Collected data
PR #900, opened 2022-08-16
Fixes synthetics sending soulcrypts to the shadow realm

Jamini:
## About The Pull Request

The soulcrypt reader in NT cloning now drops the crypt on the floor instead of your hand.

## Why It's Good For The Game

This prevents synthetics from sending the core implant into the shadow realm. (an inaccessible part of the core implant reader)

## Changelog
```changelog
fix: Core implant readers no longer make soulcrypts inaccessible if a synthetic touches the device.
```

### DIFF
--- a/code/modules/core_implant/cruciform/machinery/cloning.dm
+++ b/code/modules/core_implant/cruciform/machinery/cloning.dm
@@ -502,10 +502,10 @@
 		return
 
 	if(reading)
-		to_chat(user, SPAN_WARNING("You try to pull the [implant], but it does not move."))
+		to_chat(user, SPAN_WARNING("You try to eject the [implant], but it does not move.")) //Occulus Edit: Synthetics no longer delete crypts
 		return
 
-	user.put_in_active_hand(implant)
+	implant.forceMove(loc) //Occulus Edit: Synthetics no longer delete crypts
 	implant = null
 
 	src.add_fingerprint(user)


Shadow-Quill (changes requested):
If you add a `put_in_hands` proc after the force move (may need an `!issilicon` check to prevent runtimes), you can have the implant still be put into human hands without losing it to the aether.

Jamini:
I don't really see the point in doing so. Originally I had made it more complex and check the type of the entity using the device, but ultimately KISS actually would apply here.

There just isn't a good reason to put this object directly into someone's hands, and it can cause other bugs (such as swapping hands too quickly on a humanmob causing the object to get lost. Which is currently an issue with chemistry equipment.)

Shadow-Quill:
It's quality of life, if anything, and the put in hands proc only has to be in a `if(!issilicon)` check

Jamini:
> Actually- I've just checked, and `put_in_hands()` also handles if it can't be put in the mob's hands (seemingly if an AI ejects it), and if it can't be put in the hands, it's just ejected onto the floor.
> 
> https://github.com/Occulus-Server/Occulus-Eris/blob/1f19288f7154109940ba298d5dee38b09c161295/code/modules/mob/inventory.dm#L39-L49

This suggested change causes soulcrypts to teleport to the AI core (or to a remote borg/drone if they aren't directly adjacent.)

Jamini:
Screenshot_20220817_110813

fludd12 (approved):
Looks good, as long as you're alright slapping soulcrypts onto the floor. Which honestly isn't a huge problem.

...

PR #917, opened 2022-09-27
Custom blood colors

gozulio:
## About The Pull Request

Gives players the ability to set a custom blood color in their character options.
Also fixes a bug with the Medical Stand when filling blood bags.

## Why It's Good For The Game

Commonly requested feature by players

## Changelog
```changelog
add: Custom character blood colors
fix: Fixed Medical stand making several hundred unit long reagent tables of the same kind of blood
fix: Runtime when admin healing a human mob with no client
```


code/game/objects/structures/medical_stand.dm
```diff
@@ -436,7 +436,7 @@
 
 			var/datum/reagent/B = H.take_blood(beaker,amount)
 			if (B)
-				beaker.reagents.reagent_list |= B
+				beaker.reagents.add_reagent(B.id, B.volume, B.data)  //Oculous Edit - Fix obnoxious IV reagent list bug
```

§ **DIRECTIONS**
Lines to set down from above: the line with "PR #900, opened 2022-08-16", the line with "if(reading)", and every line between, each exactly as written.

§ **ANSWER SPACE**
PR #900, opened 2022-08-16
Fixes synthetics sending soulcrypts to the shadow realm

Jamini:
## About The Pull Request

The soulcrypt reader in NT cloning now drops the crypt on the floor instead of your hand.

## Why It's Good For The Game

This prevents synthetics from sending the core implant into the shadow realm. (an inaccessible part of the core implant reader)

## Changelog
```changelog
fix: Core implant readers no longer make soulcrypts inaccessible if a synthetic touches the device.
```

### DIFF
--- a/code/modules/core_implant/cruciform/machinery/cloning.dm
+++ b/code/modules/core_implant/cruciform/machinery/cloning.dm
@@ -502,10 +502,10 @@
 		return
 
 	if(reading)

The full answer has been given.